Regulators also contend Asarco has had issues with continuing operations.
In Arizona, Asarco's Ray Mine was fined millions of dollars for violating the Clean Water Act by discharging copper into a creek. In Butte, Mont., Asarco was issued a multimillion-dollar fine after spraying arsenic-tainted water on the ground to keep down dust.
A ghost neighborhood
Above the mouth of the Snohomish River in Everett, a chain-link fence shields a polluted ghost town.
Inside, walkways cut through well-maintained yards to crumbling basements no longer attached to houses. Partial chimneys are covered in plastic. A sign warns in several languages to keep out.
In the mid-1990s, workers unearthed disturbing evidence of the smelter that operated here a century ago: a clump of white powder, no bigger than a Twinkie, that turned out to be 727,000 parts per million arsenic trioxide — more than enough to kill a child.

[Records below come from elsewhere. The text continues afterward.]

PR #1290, opened 2025-01-09
Dtspo 17456 run jenkinsfile based tests being silently skipped

charlesluokb:
Jira Ticket: https://tools.hmcts.net/jira/browse/DTSPO-17456

## The problem
All of Jenkinsfile based unit tests (e.g. withJavaPipelineXxxTests, etc) are being silently skipped.

This happened when groovy was upgraded in a renovate test, in the groovy-all artifact there's a testing artifact, in version 2.5 this was switched from JUnit 4 to JUnit 5. There was no engine on the classpath for JUnit 4 tests and then these were silently being skipped.
These haven't been running for quite awhile so there's been a number of changes were additions haven't been made to the tests or syntax has been used that doesn't work in the pipeline library.

### Variable Type Problem

This problem caused a `ClassCastException` or `VerifyError` being thrown even though all the inputs matched what should be passed to the function or class constructor. 
The way to fix this is to drop the type information and use `def` instead

### Pipeline Steps Evolving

"It's the same kind of stuff they put in rat poison," said Dan Cargill, who manages the Everett cleanup for the state Department of Ecology.
Arsenic has been linked to more than 30 health problems and increased risk of kidney, liver, bladder and skin cancers. Three or four pounds of it leach out of this site per day during heavy storms.
Behind this fence, Asarco estimates up to 15,000 cubic yards of soil has arsenic concentrations exceeding 10,000 parts per million — 500 times what the state deems safe. Asarco bought the homes here, and demolished them, and the state ordered it to reduce arsenic contamination by about a third.
The company and the state still fight in court over how much to clean hundreds of less-contaminated surrounding yards.
And if Asarco goes away, the state won't likely ever get a big infusion of cash, leaving it to continue at its own pace. The job won't be done until resident Miji Ryan's grandchildren have grandkids of their own.
"It's frustrating, but I think most people are just resigned to living with it," Ryan said. "What else can we do?"